> PROBLEM STATEMENT: Nothing but the lines from the one that contains "--- a/model.py" through the end of the data should be reproduced, and each must match exactly.

Data items:
PR #465, opened 2017-02-23
Rename Collection to Catalog, and create a new Collection data model class

leonardr:
This finishes the implementation of https://github.com/NYPL-Simplified/circulation/issues/451, and implements https://github.com/NYPL-Simplified/circulation/issues/452.

This branch creates a `Collection` data model class, which represents the set of `LicensePool`s which were obtained from a distributor with a certain set of credentials. The `Collection` is not tied to `DataSource`; rather, the `Collection` is tied to a protocol (a piece of code you run to get `LicensePool`s) and a set of credentials (username, password, library ID, source URL). Most protocols are closely tied to a `DataSource` (the "Overdrive" protocol only gives you Overdrive books), but it's not necessarily so.

The goal of `Collection` is to replace the `"integrations"` JSON configuration for Overdrive, Bibliotheca, Axis 360, OneClickdigital, the Library Simplified content server, and any future ODL or OPDS-based integrations. Instead of being stored in JSON, this information will be stored in the database, where it can be edited.

The schema of `Collection` is designed to hold the basic information associated with collection credentials. The `CollectionSetting` data model class keeps any extra configuration information which doesn't fit the schema. Right now I think the only example is Overdrive's "library ID".

This is a good time to critique the design of the `Collection` data model. It's closely based on https://github.com/NYPL-Simplified/Simplified/wiki/MultipleCollections, except I took out the tie between `Collection` and `DataSource` because I don't think it's necessary.

There already is a `Collection` class, which is a collection of `Identifier`s. That class is intended to be used in the metadata wrangler to keep track of which books a given library wants to track metadata updates for. There is controller code for this class but it's not used in production yet, so I've simply renamed `Collection` to `Catalog` and written a migration script which drops the old tables (they'll be automatically recreated under the new names). The difference between `Collection` and `Catalog` is the difference between a bookshelf and a card catalog.

This branch also follows up on PR #458 by adding two fields to `Library`: `library_registry_short_name` and `library_registry_shared_secret`. This lets us move a couple fields out of JSON configuration and into the database. (The actual work of doing this happens in https://github.com/NYPL-Simplified/circulation/pull/455.)

### DIFF
--- a/model.py
+++ b/model.py
@@ -8345,13 +8345,7 @@ class Library(Base):
     
     # A URN that uniquely identifies the library, used to serve the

> RESULT OF THE TASK:
--- a/model.py
+++ b/model.py
@@ -8345,13 +8345,7 @@ class Library(Base):
     
     # A URN that uniquely identifies the library, used to serve the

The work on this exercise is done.